Could you set down exactly the lines of the data below, starting at the one that holds "PR #335, opened 2026-08-14" and ending at the one that holds "in the JS/WASM", both included, and only those?

(Collected data entries)
··········

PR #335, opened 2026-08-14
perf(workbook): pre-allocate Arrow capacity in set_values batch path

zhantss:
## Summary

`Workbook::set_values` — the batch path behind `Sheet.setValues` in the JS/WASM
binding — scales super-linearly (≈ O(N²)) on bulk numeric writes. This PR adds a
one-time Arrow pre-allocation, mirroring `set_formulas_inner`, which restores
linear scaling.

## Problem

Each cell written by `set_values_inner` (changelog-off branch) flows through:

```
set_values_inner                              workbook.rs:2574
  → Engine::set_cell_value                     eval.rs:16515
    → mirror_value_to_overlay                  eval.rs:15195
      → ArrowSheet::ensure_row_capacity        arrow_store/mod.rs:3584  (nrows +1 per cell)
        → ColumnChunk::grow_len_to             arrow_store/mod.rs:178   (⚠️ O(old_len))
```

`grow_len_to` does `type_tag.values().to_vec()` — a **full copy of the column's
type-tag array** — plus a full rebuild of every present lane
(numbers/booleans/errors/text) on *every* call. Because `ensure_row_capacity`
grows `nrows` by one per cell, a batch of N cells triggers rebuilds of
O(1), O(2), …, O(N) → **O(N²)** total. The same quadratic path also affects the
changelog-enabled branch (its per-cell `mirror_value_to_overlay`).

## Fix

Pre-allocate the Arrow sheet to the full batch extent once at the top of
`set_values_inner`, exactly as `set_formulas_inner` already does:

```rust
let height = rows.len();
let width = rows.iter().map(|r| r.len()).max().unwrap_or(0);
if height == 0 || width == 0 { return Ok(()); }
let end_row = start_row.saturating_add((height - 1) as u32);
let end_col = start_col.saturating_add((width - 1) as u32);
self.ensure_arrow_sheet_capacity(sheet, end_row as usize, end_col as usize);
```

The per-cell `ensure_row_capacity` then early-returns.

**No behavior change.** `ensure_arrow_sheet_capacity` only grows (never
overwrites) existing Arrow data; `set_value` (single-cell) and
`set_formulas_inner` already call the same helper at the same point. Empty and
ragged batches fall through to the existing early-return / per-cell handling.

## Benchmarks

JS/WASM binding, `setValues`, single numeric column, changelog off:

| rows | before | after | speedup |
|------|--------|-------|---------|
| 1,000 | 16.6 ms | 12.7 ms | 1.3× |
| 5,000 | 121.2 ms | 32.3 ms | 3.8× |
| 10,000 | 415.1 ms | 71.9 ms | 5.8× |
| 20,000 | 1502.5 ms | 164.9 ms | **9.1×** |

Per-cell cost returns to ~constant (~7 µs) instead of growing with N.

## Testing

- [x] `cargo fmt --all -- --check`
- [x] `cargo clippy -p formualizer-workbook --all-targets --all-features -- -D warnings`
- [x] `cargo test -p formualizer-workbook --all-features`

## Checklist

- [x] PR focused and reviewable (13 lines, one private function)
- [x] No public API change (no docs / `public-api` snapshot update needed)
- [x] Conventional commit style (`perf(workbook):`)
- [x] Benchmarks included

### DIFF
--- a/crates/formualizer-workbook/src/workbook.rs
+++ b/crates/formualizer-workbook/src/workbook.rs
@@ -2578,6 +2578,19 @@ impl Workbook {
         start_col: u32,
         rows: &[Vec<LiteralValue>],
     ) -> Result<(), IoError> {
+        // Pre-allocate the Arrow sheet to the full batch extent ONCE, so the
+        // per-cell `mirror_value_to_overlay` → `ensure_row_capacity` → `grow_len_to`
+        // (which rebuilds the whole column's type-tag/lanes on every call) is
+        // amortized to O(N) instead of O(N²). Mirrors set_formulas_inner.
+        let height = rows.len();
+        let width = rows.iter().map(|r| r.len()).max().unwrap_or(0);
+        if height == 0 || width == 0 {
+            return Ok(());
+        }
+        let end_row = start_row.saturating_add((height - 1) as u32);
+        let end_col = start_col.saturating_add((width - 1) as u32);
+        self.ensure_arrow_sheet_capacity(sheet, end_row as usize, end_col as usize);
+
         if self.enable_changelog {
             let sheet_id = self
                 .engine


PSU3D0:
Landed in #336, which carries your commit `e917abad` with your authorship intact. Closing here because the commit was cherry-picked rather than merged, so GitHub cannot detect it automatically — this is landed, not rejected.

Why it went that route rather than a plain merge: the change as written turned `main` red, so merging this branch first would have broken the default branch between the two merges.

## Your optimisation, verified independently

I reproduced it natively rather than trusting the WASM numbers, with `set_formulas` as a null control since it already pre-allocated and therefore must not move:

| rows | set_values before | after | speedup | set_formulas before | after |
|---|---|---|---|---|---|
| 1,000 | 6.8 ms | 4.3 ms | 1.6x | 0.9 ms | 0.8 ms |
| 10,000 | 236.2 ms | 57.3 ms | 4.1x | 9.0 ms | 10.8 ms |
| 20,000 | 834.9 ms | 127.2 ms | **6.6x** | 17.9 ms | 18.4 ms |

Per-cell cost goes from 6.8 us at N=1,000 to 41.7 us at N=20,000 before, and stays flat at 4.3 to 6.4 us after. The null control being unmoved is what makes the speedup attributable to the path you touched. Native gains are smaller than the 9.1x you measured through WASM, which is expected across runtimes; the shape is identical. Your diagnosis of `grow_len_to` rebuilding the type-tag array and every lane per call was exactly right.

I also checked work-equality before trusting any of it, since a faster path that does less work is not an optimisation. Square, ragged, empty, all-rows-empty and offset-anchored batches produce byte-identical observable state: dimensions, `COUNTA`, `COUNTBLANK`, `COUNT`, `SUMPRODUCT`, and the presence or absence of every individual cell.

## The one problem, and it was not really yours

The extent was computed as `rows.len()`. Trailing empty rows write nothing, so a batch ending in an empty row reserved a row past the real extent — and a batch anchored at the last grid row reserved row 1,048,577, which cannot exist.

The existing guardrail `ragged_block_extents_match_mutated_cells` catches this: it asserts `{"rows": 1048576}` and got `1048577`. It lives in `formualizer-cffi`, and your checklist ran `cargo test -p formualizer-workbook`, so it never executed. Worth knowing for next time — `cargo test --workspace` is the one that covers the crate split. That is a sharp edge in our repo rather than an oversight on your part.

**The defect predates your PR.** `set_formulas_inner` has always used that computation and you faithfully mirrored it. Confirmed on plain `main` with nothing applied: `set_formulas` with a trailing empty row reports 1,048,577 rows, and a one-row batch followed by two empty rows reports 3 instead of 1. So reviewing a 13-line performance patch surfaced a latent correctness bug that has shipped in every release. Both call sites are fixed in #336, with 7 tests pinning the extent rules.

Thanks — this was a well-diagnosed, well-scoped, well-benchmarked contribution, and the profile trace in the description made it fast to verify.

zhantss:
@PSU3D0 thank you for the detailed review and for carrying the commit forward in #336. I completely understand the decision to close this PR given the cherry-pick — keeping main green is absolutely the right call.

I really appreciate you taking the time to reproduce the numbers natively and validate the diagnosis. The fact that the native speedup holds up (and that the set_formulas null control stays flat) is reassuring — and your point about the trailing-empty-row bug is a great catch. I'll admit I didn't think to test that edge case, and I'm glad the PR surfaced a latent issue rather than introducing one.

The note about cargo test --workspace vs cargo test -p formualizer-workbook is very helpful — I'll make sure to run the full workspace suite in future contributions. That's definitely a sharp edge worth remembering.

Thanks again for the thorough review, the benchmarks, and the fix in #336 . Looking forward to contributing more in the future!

··········

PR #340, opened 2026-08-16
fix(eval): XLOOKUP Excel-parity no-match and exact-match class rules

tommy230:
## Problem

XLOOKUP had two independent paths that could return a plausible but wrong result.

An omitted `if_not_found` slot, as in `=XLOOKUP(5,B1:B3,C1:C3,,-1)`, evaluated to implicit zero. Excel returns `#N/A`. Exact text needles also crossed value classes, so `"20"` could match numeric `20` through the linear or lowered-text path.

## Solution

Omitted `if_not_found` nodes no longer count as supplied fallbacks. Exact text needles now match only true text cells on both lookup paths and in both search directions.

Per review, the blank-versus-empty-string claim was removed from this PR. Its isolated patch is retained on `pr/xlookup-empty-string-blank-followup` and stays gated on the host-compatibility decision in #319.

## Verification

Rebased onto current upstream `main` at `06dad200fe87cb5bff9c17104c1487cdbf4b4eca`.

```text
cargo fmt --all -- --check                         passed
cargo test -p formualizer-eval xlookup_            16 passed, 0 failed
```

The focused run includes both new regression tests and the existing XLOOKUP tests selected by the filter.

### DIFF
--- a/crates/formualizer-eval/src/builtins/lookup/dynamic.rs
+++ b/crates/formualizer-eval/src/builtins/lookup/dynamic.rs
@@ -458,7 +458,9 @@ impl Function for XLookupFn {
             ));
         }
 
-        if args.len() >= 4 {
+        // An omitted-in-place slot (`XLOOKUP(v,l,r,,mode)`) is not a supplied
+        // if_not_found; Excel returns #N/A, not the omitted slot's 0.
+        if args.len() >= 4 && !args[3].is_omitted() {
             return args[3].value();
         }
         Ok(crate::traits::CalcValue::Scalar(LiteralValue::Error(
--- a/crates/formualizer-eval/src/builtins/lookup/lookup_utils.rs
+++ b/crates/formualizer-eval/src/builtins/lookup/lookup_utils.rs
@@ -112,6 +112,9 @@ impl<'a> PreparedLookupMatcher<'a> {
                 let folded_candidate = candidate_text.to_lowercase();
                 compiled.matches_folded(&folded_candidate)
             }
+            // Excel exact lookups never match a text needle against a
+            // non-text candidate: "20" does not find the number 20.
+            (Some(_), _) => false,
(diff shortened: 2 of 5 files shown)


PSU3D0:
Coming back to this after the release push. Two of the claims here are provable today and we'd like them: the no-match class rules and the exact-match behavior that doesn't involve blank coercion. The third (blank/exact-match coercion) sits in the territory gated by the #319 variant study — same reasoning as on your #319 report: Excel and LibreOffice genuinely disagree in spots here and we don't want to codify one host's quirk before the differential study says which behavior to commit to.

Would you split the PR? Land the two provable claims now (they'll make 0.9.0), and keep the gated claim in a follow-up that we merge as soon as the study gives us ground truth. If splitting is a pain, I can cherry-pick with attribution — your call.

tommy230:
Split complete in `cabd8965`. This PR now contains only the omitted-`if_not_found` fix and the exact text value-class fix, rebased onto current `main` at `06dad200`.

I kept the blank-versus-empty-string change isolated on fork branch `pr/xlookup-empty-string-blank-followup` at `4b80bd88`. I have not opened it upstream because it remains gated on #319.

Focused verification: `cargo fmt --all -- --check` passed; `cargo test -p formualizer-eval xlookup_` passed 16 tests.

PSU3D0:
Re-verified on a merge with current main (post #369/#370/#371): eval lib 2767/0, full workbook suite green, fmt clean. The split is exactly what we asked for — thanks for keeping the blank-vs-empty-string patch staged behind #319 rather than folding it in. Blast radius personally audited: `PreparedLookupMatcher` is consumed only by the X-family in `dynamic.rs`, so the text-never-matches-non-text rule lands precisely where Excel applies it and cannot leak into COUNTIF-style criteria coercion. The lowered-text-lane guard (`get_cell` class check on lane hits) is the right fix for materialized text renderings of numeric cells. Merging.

··········

* _Response_
PR #335, opened 2026-08-14
perf(workbook): pre-allocate Arrow capacity in set_values batch path

zhantss:
## Summary

`Workbook::set_values` — the batch path behind `Sheet.setValues` in the JS/WASM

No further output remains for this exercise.